Records contained in a dataset:
PR #3396, opened 2025-04-22
Validate Project/Engagement date ranges

CarsonF:
- Project date range now has to be valid
- Engagement override date range now has to be valid
- Engagement override dates have to be within the project date range

`Engagement` now also hydrates _labels_ to help identity in various situations.

I still need to verify production data/fix

### DIFF
--- a/src/components/engagement/engagement.gel.repository.ts
+++ b/src/components/engagement/engagement.gel.repository.ts
@@ -63,19 +63,51 @@ const languageHydrate = e.shape(e.LanguageEngagement, (le) => ({
   ...baseHydrate(le),
   __typename: le.__type__.name,
   ...languageExtraHydrate,
+  label: e.select({
+    project: le.project.name,
+    language: le.language.name,
+    intern: e.cast(e.str, e.set()),
+  }),
 }));
 
 const internshipHydrate = e.shape(e.InternshipEngagement, (ie) => ({
   ...baseHydrate(ie),
   __typename: ie.__type__.name,
   ...internshipExtraHydrate,
+  label: e.select({
+    project: ie.project.name,
+    language: e.cast(e.str, e.set()),
+    intern: e.array_join_maybe(
+      e.array([ie.intern.displayFirstName, ie.intern.displayLastName]),
+      ' ',
+    ),
+  }),
 }));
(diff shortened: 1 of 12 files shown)


src/components/engagement/engagement.gel.repository.ts
```diff
@@ -63,19 +63,51 @@ const languageHydrate = e.shape(e.LanguageEngagement, (le) => ({
   ...baseHydrate(le),
   __typename: le.__type__.name,
   ...languageExtraHydrate,
+  label: e.select({
+    project: le.project.name,
+    language: le.language.name,
+    intern: e.cast(e.str, e.set()),
```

▸ **Exercise directions**:
Write out the lines above, starting at the line that contains "I still need to verify production data/fix" and ending with the final line, and nothing else; copy them exactly.

▸ **Your response**:
I still need to verify production data/fix

### DIFF
--- a/src/components/engagement/engagement.gel.repository.ts
+++ b/src/components/engagement/engagement.gel.repository.ts
@@ -63,19 +63,51 @@ const languageHydrate = e.shape(e.LanguageEngagement, (le) => ({
   ...baseHydrate(le),
   __typename: le.__type__.name,
   ...languageExtraHydrate,
+  label: e.select({
+    project: le.project.name,
+    language: le.language.name,
+    intern: e.cast(e.str, e.set()),
+  }),
 }));
 
 const internshipHydrate = e.shape(e.InternshipEngagement, (ie) => ({
   ...baseHydrate(ie),
   __typename: ie.__type__.name,
   ...internshipExtraHydrate,
+  label: e.select({
+    project: ie.project.name,
+    language: e.cast(e.str, e.set()),
+    intern: e.array_join_maybe(
+      e.array([ie.intern.displayFirstName, ie.intern.displayLastName]),
+      ' ',
+    ),
+  }),
 }));
(diff shortened: 1 of 12 files shown)


src/components/engagement/engagement.gel.repository.ts
```diff
@@ -63,19 +63,51 @@ const languageHydrate = e.shape(e.LanguageEngagement, (le) => ({
   ...baseHydrate(le),
   __typename: le.__type__.name,
   ...languageExtraHydrate,
+  label: e.select({
+    project: le.project.name,
+    language: le.language.name,
+    intern: e.cast(e.str, e.set()),
```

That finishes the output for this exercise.